Yet it’s even worse than that. There is no guarantee that going carbon neutral  by 2050 will actually function as the meager containment wall it is being sold as. Scientific predictions relating to climate have consistently underestimated the intensity and timeline of projected changes.24 To name just one example, a summer heatwave in Alaska in 2019 led to a massive salmon die-off. The science director for a local watershed non-profit spoke about a climate model they had prepared just three years earlier, that included moderate and pessimistic scenarios. “2019 exceeded the value we expected for the worst-case scenario in 2069,” she told the media.25
Runaway warming might be caused by a number of feedback loops that are already reaching their tipping point. When the IPCC first introduced the concept of climate tipping points two decades ago, they believed that no such tipping point would be triggered shy of 5°C of warming. Now they recognize that many tipping points can be triggered with just one or two degrees of warming, and there is in fact evidence that some have already begun.26 These include the collapse of ice sheets, which would substantially decrease the portion of the earth’s surface that reflects solar radiation back into space. As the polar regions warm at an accelerated rate, arctic permafrost is beginning to thaw. This has the potential to release a huge amount of methane, a greenhouse gas roughly thirty times more potent than carbon dioxide. Boreal forests in Siberia and North America are also falling victim to warming through more frequent forest fires and insect plagues. The massive tree and soil die-off means the release of more CO2.
The Amazon rainforest, currently home to one in ten species on the planet and absorbing 600 million metric tons of carbon a year,27 is in danger of turning into a giant savanna, or even a desert. Droughts caused by warming, together with deforestation for commercial agriculture, work together to take their toll. The estimate is that when the Amazon loses between 20 and 40 percent of its forest cover, the entire ecosystem will collapse.28
Warming in the oceans is causing the slowdown of Atlantic currents that are vital to the transfer of heat and nutrients that form the basis of marine ecosystems, as well as much of the planet’s weather. This could exacerbate droughts in Africa’s Sahel region and in the Amazon, and would even disrupt the East Asian monsoon, which means the collapse of more habitats, and more suffering for humans and other forms of life.29
The implication is that even if we stop all greenhouse gas emissions today, there may be natural processes under way that force a shift to a new dynamic equilibrium, a “hothouse” planet unlike anything nearly all species alive today have evolved to survive.
What might that look like? A 4.5°C rise in temperature could mean 50 percent of species would go extinct, and that’s only in a short-term analysis.30 By the end of the century, 1 billion people would be displaced and hundreds of millions would fall victim to famine. Fifty-five percent of the world’s human population would suffer more than 20 days of lethal heat a year; it’s more than a hundred days a year in the middle latitudes. Between scorching conditions and the collapse of insect populations, crop yields could decrease by a fifth or more.31 It’s no wonder that even the World Bank says that 4°C of warming might be “beyond adaptation” for human civilization.32 The hot period could easily last 200,000 years.33
As we shall see, the experts cannot solve this problem, and they have already wasted valuable decades. The subtext to the official conversation belies a staggering apathy. We will not be the ones to die. All those who disappear, human and otherwise, are an acceptable loss. We will come out on top.
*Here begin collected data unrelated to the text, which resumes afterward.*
PR #2142, opened 2020-12-11
Handle all instances of lost precision as gracefully as practical.

josharenson:
Types with increased precision are used where possible and in cases where adding increased precision wasn't practical, bounds checks were added. The behavior of the program should remain exactly the same unless side effects from implicit, lossy, type conversions were being relied upon. This is part of an effort to enable compilation with `-Werror` that will require several more patches, but this one is the largest.

### DIFF
--- a/lib/core-net/output.c
+++ b/lib/core-net/output.c
@@ -294,7 +294,7 @@ lws_ssl_capable_read_no_ssl(struct lws *wsi, unsigned char *buf, int len)
 {
 	struct lws_context *context = wsi->a.context;
 	struct lws_context_per_thread *pt = &context->pt[(int)wsi->tsi];
-	int n = 0;
+	ssize_t n = 0;
 
 	lws_stats_bump(pt, LWSSTATS_C_API_READ, 1);
 
@@ -309,7 +309,7 @@ lws_ssl_capable_read_no_ssl(struct lws *wsi, unsigned char *buf, int len)
 #endif
 		n = recv(wsi->desc.sockfd, (char *)buf, len, 0);
 
-	if (n >= 0) {
+	if (n >= 0 && n <= INT_MAX) {
 
 		if (!n && wsi->unix_skt)
 			return LWS_SSL_CAPABLE_ERROR;
@@ -325,9 +325,9 @@ lws_ssl_capable_read_no_ssl(struct lws *wsi, unsigned char *buf, int len)
 		if (wsi->a.vhost)
 			wsi->a.vhost->conn_stats.rx += n;
 #endif
-		lws_stats_bump(pt, LWSSTATS_B_READ, n);
+		lws_stats_bump(pt, LWSSTATS_B_READ, (int)n);
 
-		return n;
+		return (int)n;
 	}
 
 	if (LWS_ERRNO == LWS_EAGAIN ||
@@ -342,7 +342,7 @@ lws_ssl_capable_read_no_ssl(struct lws *wsi, unsigned char *buf, int len)
 int
 lws_ssl_capable_write_no_ssl(struct lws *wsi, unsigned char *buf, int len)
 {
-	int n = 0;
+	ssize_t n = 0;
 #if defined(LWS_PLAT_OPTEE)
 	ssize_t send(int sockfd, const void *buf, size_t len, int flags);
 #endif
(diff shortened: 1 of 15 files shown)


lws-team:
Thanks... I appreciate the patch, but can we discuss what's happening without these changes?

Eg,

```
 		n = recv(wsi->desc.sockfd, (char *)buf, len, 0);
 
-	if (n >= 0) {
+	if (n >= 0 && n <= INT_MAX) {
```

it doesn't feel like we're fighting an issue that can come up, since we are never going to be given > 32 or 64-bit INT_MAX back by recv() in the real world since len will never be more than a few KB.  It is `ssize_t`, there is a logical gap in type ranges that can be plugged, but in eg RTOS build context this is costing `.text` bloat and can never repay it.

Lws builds in CI on 23 platforms using compiler default warnings, and is tested daily in Coverity, none of those warn on these, although I see the logical problem.  How did you become aware of these, some other static analyzer?

josharenson:
My first attempt at this, I tried expanding all necessary variables to `size_t` but long story short, found it was not practical. The thought here was just to ensure that when casting from size_t to int (implicitly or explicitly) that the cast was safe. I realize this condition should never occur which is why I felt it was ok to treat `n > INT_MAX` as an error. 

I am compiling with
`-Wall -Wsign-compare -Wstrict-aliasing -Wuninitialized -Wundef -Werror`
Using these flags:
iOS - the build fails without this patch
Mac - build fails without this patch and requires another patch or two on top
Ubuntu x86/GCC and clang - build fails without this patch and requires another patch or two on top

If there is any interest at all in continuing this discussion, I can also try and arm/gcc build. I totally understand the library size constraints as I'm using this on an embedded device myself (not quite RTOS level though).

lws-team:
If you build by lws cmake (which is recommended and done in CI) you anyway get

```
-Wall -Wsign-compare -Wstrict-aliasing  -Wundef -Werror
```

https://libwebsockets.org/git/libwebsockets/tree/CMakeLists.txt#n725-732

`-Wuninitialized` is the only other one you mentioned and doesn't sound like it is responsible for complaining about these.  And all the platforms you mentioned are built in CI just fine with those flags

iOS: https://libwebsockets.org/sai/index.html?task=878180e29a9508fa5c7808b1955582df2a99e176f1a9fd7a698fa8b2f749f752
OSX (llvm): https://libwebsockets.org/sai/index.html?task=878180e29a9508fa5c7808b1955582df8065de500a6d9007af38be276c70dea0
Ubuntu (gcc): https://libwebsockets.org/sai/index.html?task=878180e29a9508fa5c7808b1955582dfc29f95915ecda01909fad9f85393ba4a

In total there are 330 builds done in CI over 23 platforms, with those compiler flags and no problems.

Is your platform and its toolchain unusual somehow?  Lws builds on 32-bit int / 64-bit long, 32/32 and 64/64, and even platforms where uint32_t is long, without any warnings or errors at all... all builds are done with -Wall / -Werror.

Or perhaps there is another flag enabling additional warnings hiding in your build arrangements somewhere?

I can imagine studying how to clean these out but first we need to figure out how to reproduce the problem.

lws-team:
... if you paste the actual errors, it should mention in there the flag responsible.

lws-team:
It seems for whatever reason, for you -Wall includes -Wconversion, which provokes this.

I dunno what your larger build process is, but a good way to integrate lws is build it using cmake and it produces a libwebsockets.a (or .so if that's what you want).  You can workaround this then IIUI by adding -Wno-conversion temporarily in the lws CMakeLists.txt where I linked to earlier, so basically a get-out for this just for lws for now.

Then import the lib into your larger build at link-time, which can continue to use -Wconversion.

Tomorrow I will try building this myself with it and look at each problem in turn to see if we can / should solve them (since they may affect api arg types).

josharenson:
Ah, that makes sense. I am building this via cmake as part of a larger project and the current work around is to do exactly what you've described (might be just using cmake to set -Wno-conversion for this specific target). I'll try getting some more verbose logs to confirm your suspicions. I'll keep following this thread to see what your findings are and please let me know if I can get you any more logs. At the end of the day, my goal is to build for Linux (x86 and arm),  ioS, Android, Mac, and Ubuntu so happy to provide local logs from any of those. I'm also aware that this library is well tested and deployed all over the place, so if I have to disable a single warning I'm not terribly worried.

lws-team:
OK... I will go through it tomorrow, if I don't fix all of them directly then I'll fix the ones that make sense and add -Wno-conversion to make sure we override any parent build flag set for it.

lws-team:
I have pushed a patch on main atm that enables the -Wconversion on all the unix platforms, and fixes 98%+ of the warnings.

Because this is a huge patch (18K lines) and we are coming up to release 4.2, I plan to complete it, remove it briefly, issue 4.2 and then return the patch on to main to continue development post 4.2.

Please give it a try.

lws-team:
This solves all the warnings found in all 331 CI builds now same as before the patch.

lws-team:
... if any problems with it remaining, let me know.

PR #2185, opened 2021-01-27
pipe: avoid busy loop in windows pipe event

luterrytw:
Hi Sir:
I found there is a busy loop in windows library. It cause by the pipe write without pipe read.
I have a workaround by add recv() in rops_handle_POLLIN_pipe() function.
Is it a bug or I should change by function call to avoid this problem?

Thanks.


lws-team:
Thanks, it's pushed on main.

PR #2204, opened 2021-02-18
pollfd: Interrupt WSAPoll while event changes

luterrytw:
Dear Sir:
Since the windows busy loop already fix in 3bf3b540ad8f386095d8fe95ac9b1fe78afcf8e1, it cause another issue.
Because WSAPoll() is blocked so the event change will be ignore.
I don't know if you are still developing on it, but I commit one line to avoid this problem, and it is work for me.

Thanks.

### DIFF
--- a/lib/plat/windows/windows-sockets.c
+++ b/lib/plat/windows/windows-sockets.c
@@ -238,6 +238,7 @@ lws_plat_change_pollfd(struct lws_context *context, struct lws *wsi,
 		       struct lws_pollfd *pfd)
 {
 	//struct lws_context_per_thread *pt = &context->pt[(int)wsi->tsi];
+	lws_plat_pipe_signal(wsi->a.context, wsi->tsi);
 
 	return 0;
 }


lws-team:
Thanks... but what is actually happening in your code at the time you care about that?

It's not safe to call lws apis from another thread, except `lws_cancel_service()`.

luterrytw:
Hi Andy:
It's not safe to call lws apis from another thread, except lws_cancel_service(). ==> If so, I think this change is not good.
I have two thread, one will while(1) run the lws_service(), another will listen user input and call lws_callback_on_writable() to trigger data sending to websocket server. And I found the lws_callback_on_writable() is not work on Windows but linux is ok.

Do you have any suggestion to resolve this condition?

Thanks.

lws-team:
`lws_cancel_service()` is the way that's safe for other threads to call... it puts a byte in the platform-specific pipe or UDP connection that is dedicated for this purpose... that causes an event directly waking the service loop from the poll wait.  This works safely on all mixtures of platforms and event libraries, with any number of threads, the same.

Lws realizes that is why it woke and sends a protocol message `LWS_CALLBACK_EVENT_WAIT_CANCELLED` in the lws service thread context.

So the usual pattern is the other thread prepares something (on, eg, a linked-list) in memory shared by the threads that's protected by a mutex, describing what happened or what it wants.  Then it calls `lws_cancel_service()`, the lws thread wakes and in your `LWS_CALLBACK_EVENT_WAIT_CANCELLED` handler, it locks the mutex for the shared region and figures out what to do from that, eg, ask for the `lws_callback_on_writable()` from there, in the lws thread already.  Because it's handling it from the lws thread, it can do any api call safely, like create new client connections or whatever.

luterrytw:
Hi Andy:
Thanks for your help, now I know the design pattern more detail.
It, lws_cancel_service(), works for me now without this change.
Please help me close this request, sorry to bother you about this.

Thanks.

lws-team:
No worries I appreciate the patch, especially for windows stuff.

PR #2220, opened 2021-03-01
lws_struct: fix implicit schema recognition

sp-andwei:
The current attempt to implicitly match the schema is only working if the first child of the schema struct matches the first encountered key in the JSON object. The code never actually iterates through all entries but uses only the first (m times).


lws-team:
Thanks for the patch, nice find... it looks like the intention was to have child++ at the end of the loop, but I forgot it.

Your way also fixes it just fine, it's pushed on main and v4.1-stable.

PR #2228, opened 2021-03-05
windows-resolv: fix dns resolution

xCuri0:
Before this patch all I got was ```cant get dns servers``` on my laptop running Windows 10 1909,


lws-team:
Thanks... but I don't think this can be right... it's basically saying the ERROR_BUFFER_OVERFLOW is success.

If I look at https://docs.microsoft.com/en-us/windows/win32/api/iphlpapi/nf-iphlpapi-getnetworkparams there is an example that allocates the FIXED_INFO, if you align your change with that, does it still work for you?

xCuri0:
@lws-team the example uses ERROR_BUFFER_OVERFLOW too.

xCuri0:
I think I should change it to also work if NO_ERROR is returned

lws-team:
Thanks, I adapted your patch to have the one-time resize logic in the ms example, tested it on a win 10 VM with SYS_ASYNC_DNS, and pushed it on main.

https://libwebsockets.org/git/libwebsockets/commit?id=8dbe8507a3dc7e78b90b875e83729f6add7d7e88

For many people—especially among policy makers and experts—there is a truth to that mindset, at least for now. The millions of human deaths caused by the ecological crisis every year are not shared equally. Most of them occur in the Global South
However, while the semantic distinction between Global North and Global South is useful, many of the same processes occur in both places; the world is not as divided as those on top want to believe. For example, though the 60,000 people killed on average every year by extreme weather events mostly live in the Global South, so-called wealthy countries are not immune. The 2003 heat wave in Europe, for example, led to 70,000 excess deaths. Needless to say, few of them were living in the houses of the wealthy, with their high ceilings and air conditioning. And while 92 percent of pollution-related deaths occur in low- and middle-income countries, 800,000 people die every year from air pollution in Europe and 155,000 die every year in the US.34 Still, even these deaths are unevenly distributed. Not many rich people live near industrial parks and toxic waste dumps.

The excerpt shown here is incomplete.